PR #5, opened 2024-08-30
feat(gov): disable validator vote inheritance

tbruyelle:


x/gov/keeper/tally.go
```diff
@@ -73,6 +73,7 @@ func (keeper Keeper) Tally(ctx sdk.Context, proposal v1.Proposal) (passes bool,
 		return false
 	})
 
+	/* DISABLED on AtomOne - Voting can only be done with your own stake
```
adam-hanna, line 76: Line 53, above states:
```
// There is no need to handle the special case that validator address equal to voter address.
// Because voter's voting power will tally again even if there will be deduction of voter's voting power from validator.
```

Does this special case need to be handled now that we have disabled Tally?

tbruyelle: Good point, I remember I went to this comment and had the same question. Don't hesitate to refactor now that we have all the unit tests, you can push directly on this branch.

adam-hanna: Ok, I think I correctly added a test for this case:
https://github.com/atomone-hub/atomone/pull/6

If you think it's helpful, feel free to merge into here. If not no worries, this change is good to go!

adam-hanna (approved):

x/gov/keeper/tally.go
tbruyelle: I think this case is already handled, because validators are all setup with a self delegation of 1.
It's handled [here](https://github.com/atomone-hub/atomone/blob/5190b4b0e83b7ba5e5166a1fcf953af5eb5eb79c/x/gov/keeper/tally_test.go#L141) for example: there's only one vote from a validator, so voter address == validator address.

tbruyelle: @adam-hanna actually we can get ride of this comment and simplify a bit the tally function. See #7

x/gov/keeper/tally_test.go
```diff
@@ -213,18 +213,18 @@ func TestTally(t *testing.T) {
 			},
 		},
 		{
-			name: "validator votes yes, inherit delegations",
+			name: "validator votes yes, don't inherit delegations",
```
giunatale, line 216:
```suggestion
			name: "validator votes yes, doesn't inherit delegations",
```

giunatale (changes requested):

x/gov/keeper/tally_test.go
giunatale: very minor change proposed, but otherwise ltgm

giunatale (approved):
::::::::
PROBLEM REQUIREMENTS: In the entries above, which lines hold the word "this"? Copy them out.

TASK OUTPUT:
Does this special case need to be handled now that we have disabled Tally?
tbruyelle: Good point, I remember I went to this comment and had the same question. Don't hesitate to refactor now that we have all the unit tests, you can push directly on this branch.
adam-hanna: Ok, I think I correctly added a test for this case:
If you think it's helpful, feel free to merge into here. If not no worries, this change is good to go!
tbruyelle: I think this case is already handled, because validators are all setup with a self delegation of 1.
tbruyelle: @adam-hanna actually we can get ride of this comment and simplify a bit the tally function. See #7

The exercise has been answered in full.